Third, we apply both of these approaches to infer the energy efficiency of refrigerators and freezers in a data set of 117 households. We evaluate the accuracy of our approach, and show that it is able to successfully infer the energy efficiency of combined fridge freezers. We then propose an extension to our model tuning process using factorial hidden semi-Markov models to model households with a separate fridge and freezer. Finally, we show that through this extension our approach is able to simultaneously tune the appliance models of both appliances.

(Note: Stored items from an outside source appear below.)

PR #158, opened 2015-06-12
Process uploaded images in the background.

jaronkk:
### What
Added sneakers (RabbitMQ) as an ActiveJob adapter.  
Images are first uploaded to an uploaded_image paperclip field, then run through initial preprocessing (maximum pixel count, converting tiff to jpg) before being saved locally and then sent to the remote image tile server.
Images being sent to the remote server are limited to one request at a time.
Background processing is disabled by default in development and test.

### Why
Large images take a long time to process.  By uploading the images to a temporary location without doing any processing, the user receives quicker feedback that their action was successful.
The preprocess step in the background allows us to limit the maximum size of images (currently 16000000 pixels), as well as convert TIFFs to a friendlier format.
The remote tile server was having problems processing multiple images simultaneously.  The problem is mitigated by limiting that part of the process to a single worker.

### DIFF
--- a/app/services/preprocess_image.rb
+++ b/app/services/preprocess_image.rb
@@ -1,0 +1,79 @@
+class PreprocessImage
+  MAX_PIXELS = 16000000
+  attr_reader :paperclip_attachment
+
+  def self.call(paperclip_attachment)
+    new(paperclip_attachment).process
+  end
+
+  def initialize(paperclip_attachment)
+    @paperclip_attachment = paperclip_attachment
+  end
+
+  def process
+    if processing_needed?
+      preprocess_attachment
+    end
+    attachment_path
+  end
+
+  private
+
+  def preprocess_attachment
+    processor_attachment.reprocess!
+  end
+
+  def uploaded_image
+    paperclip_attachment
+  end
+
+  def processing_needed?
+    uploaded_image.exists? && (tiff? || exceeds_max_pixels?)
+  end
+
+  def tiff?
+    uploaded_image.content_type == "image/tiff"
+  end
+
+  def exceeds_max_pixels?
+    original_pixels > MAX_PIXELS
+  end
+
+  def original_dimensions
+    @original_dimensions ||= FastImage.size(uploaded_image.path)
+  end
+
+  def original_pixels
+    original_dimensions.inject(:*)
+  end
+
+  def processor_attachment
+    @processor_attachment ||= Paperclip::Attachment.new(:uploaded_image, uploaded_image.instance, processor_options)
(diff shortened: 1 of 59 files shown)


jgondron:
:+1:

jaronkk:
@jonhartzler Can you review this when you have time?

app/assets/javascripts/components/showcase_editor/Item.js.jsx
```diff
@@ -27,6 +27,9 @@ var Item = React.createClass({
 
   render: function() {
     var honeypot_image = this.props.item.links.image;
+    if(honeypot_image == null)
```
jonhartzler: I think we want to have brackets always on control structures.

jaronkk:
@jonhartzler I updated that if statement

app/services/preprocess_image.rb
```diff
@@ -0,0 +1,77 @@
...
+    @paperclip_attachment = paperclip_attachment
+  end
+
+  def process
+    if processing_needed?
+      preprocess_attachment
+    end
+    attachment_path
+  end
+
```
jonhartzler: I would like to see private methods listed as private.

spec/services/save_exhibit_spec.rb
```diff
@@ -4,22 +4,24 @@
   subject { described_class.call(exhibit, params) }
   let(:exhibit) { Exhibit.new }
   let(:params) { { name: "name" } }
-  let(:image) { File.new(Rails.root.join("spec/fixtures/test.jpg").to_s) }
+  let(:upload_image) { Rack::Test::UploadedFile.new(Rails.root.join("spec/fixtures/test.jpg"), "image/jpeg") }
 
   before(:each) do
     allow(exhibit).to receive(:save).and_return(true)
   end
```
jonhartzler: This exhibit is tested well enough for the image part but the spec is incomplete as far as the rest of the saving.

app/workers/retry_worker.rb
```diff
@@ -0,0 +1,32 @@
+require "sneakers/handlers/maxretry"
```
jonhartzler: I am not finding a spec for this file.

app/workers/uploaded_image_worker.rb
```diff
@@ -0,0 +1,8 @@
+class UploadedImageWorker < RetryWorker
```
jonhartzler: I also don't see a spec for this file though I am not sure what you might test.

jonhartzler:
:+1:

PR #159, opened 2015-06-15
Bypassing validation for seed data.

jgondron:
In order to skip the map_user call for seed data

PR #160, opened 2015-06-15
DEC-434 Fix for failed API call preventing logging in to the site

jaronkk:
Fixes a bug where login could be blocked when an exception is encountered connecting to the API server. Also fixes #159


jgondron:
:+1:

rfox2:
:+1:

PR #161, opened 2015-06-15
Cleanup of collection model

rfox2:
**WHAT**

* Remove slug and beehive_url methods to avoid redundancy
* Remove call to slug method
* Remove call to slug method
* Remove call to slug method
* Remove call to beehive_url method

**WHY** This is the same sort of cleanup I did on the item model


jaronkk:
:+1:

jgondron:
:+1:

The above contributions provide a solution which satisfies the requirements of a NIALM training method which is both unsupervised (no manual interaction required during training) and uses only smart meter data (no installation of additional hardware is required). When combined, the contributions presented in this thesis represent an advancement in the state of the art in the field of non-intrusive appliance load monitoring, and a step towards increasing the efficiency of energy consumption within households.

Tuesday 8 April 2014

International WikiEnergy Data Conference 2014

The WikiEnergy Data Conference has just been announced, and will be co-hosted by Carnegie Mellon University and Pecan Street Research Institute. The conference will feature presentations from computer science, public policy, and engineering graduate students selected as finalists for the Pike Powers energy research fellowship.

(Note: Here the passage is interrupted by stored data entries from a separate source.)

PR #165, opened 2015-06-17
Dec 407 collection preview

rfox2:
**WHAT** Added functionality for managing a preview mode for collections. When preview mode is turned on, the collection remains hidden from the DEC home page but can be accessed via a direct URL.

**HOW** Added a service class to manage the preview mode attribute on collections, and added a new boolean field on collections. Added a react component for switching preview mode on and off. Modified the public_find() method for collection queries so that it accounts for the preview mode.

**WHY** We needed a way to enable preview mode so that the preview link on the admin interface would work, and to allow editors to share an accessible link with other individuals who are not editors so that they can view the work in progress prior to it being published.

### DIFF
--- a/app/assets/javascripts/components/CollectionPreviewModeToggle.js.jsx
+++ b/app/assets/javascripts/components/CollectionPreviewModeToggle.js.jsx
@@ -3,7 +3,8 @@
 var CollectionPreviewModeToggle = React.createClass({
   propTypes: {
     collection: React.PropTypes.object.isRequired,
-    previewModePath: React.PropTypes.string.isRequired
+    previewModePath: React.PropTypes.string.isRequired,
+    onToggle: React.PropTypes.func
   },
   getInitialState: function() {
     return {
@@ -14,12 +15,16 @@ var CollectionPreviewModeToggle = React.createClass({
   handleClick: function () {
     this.togglePreviewMode();
   },
+  stateChanged: function() {
+    if(this.props.onToggle)
+      this.props.onToggle(this.state.preview_mode);
+  },
   previewLabel: function (preview_status) {
     var label;
     if (preview_status) {
-      label = 'Preview Enabled'
+      label = 'Enabled'
     } else {
-      label = 'Preview Not Enabled'
+      label = 'Disabled'
     }
     return label;
   },
@@ -41,7 +46,7 @@ var CollectionPreviewModeToggle = React.createClass({
         this.setState({
           preview_mode: preview_state,
           preview_mode_label: this.previewLabel(preview_state)
-        });
+        }, this.stateChanged);
       }).bind(this),
       error: (function(xhr, status, err) {
         console.error(actionUrl, status, err.toString());
--- a/app/assets/javascripts/components/CollectionPreviewModeToggle.js.jsx
+++ b/app/assets/javascripts/components/CollectionPreviewModeToggle.js.jsx
@@ -1,0 +1,59 @@
+/** @jsx React.DOM */
+
+var CollectionPreviewModeToggle = React.createClass({
+  propTypes: {
+    collection: React.PropTypes.object.isRequired,
+    previewModePath: React.PropTypes.string.isRequired
+  },
+  getInitialState: function() {
+    return {
+      preview_mode: this.props.collection.preview_mode,
+      preview_mode_label: this.previewLabel(this.props.collection.preview_mode)
+    };
+  },
+  handleClick: function () {
+    this.togglePreviewMode();
+  },
+  previewLabel: function (preview_status) {
+    var label;
+    if (preview_status) {
+      label = 'Preview Enabled'
+    } else {
+      label = 'Preview Not Enabled'
+    }
+    return label;
+  },
+  togglePreviewMode: function () {
+    var preview_state;
+    if (this.state.preview_mode) {
+      preview_state = false;
+    } else {
+      preview_state = true;
+    }
+    $.ajax({
+      url: this.props.previewModePath,
+      dataType: "json",
+      data: {
+        value: preview_state
+      },
+      method: "PUT",
+      success: (function(data) {
+        this.setState({
+          preview_mode: preview_state,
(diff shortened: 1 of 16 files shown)


app/assets/javascripts/components/CollectionPreviewModeToggle.js.jsx
```diff
@@ -0,0 +1,59 @@
...
+      error: (function(xhr, status, err) {
+        console.error(actionUrl, status, err.toString());
+      }).bind(this)
+    });
+},
+render: function () {
+  return (
+    <label>
+    <input type="checkbox" checked={this.state.preview_mode} onChange={this.handleClick}/>
+    <span className="toggle"></span><span className="toggle-label">{this.state.preview_mode_label}</span>
```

Some important information:

  • When: 4-5 June 2014
  • Austin, TX, USA
  • Objective: To convene the WikiEnergy researcher community, highlighting the results of research conducted by graduate students selected as finalists for the Pike Powers Energy Research Fellowship.
The first day of the workshop will be dedicated to the Pike Powers Fellowships, while the second day is scheduled as an industry day. Attendance is free, although attendees should  register via the conference website. The workshop will also be co-located with the NILM 2014 workshop on 3 June.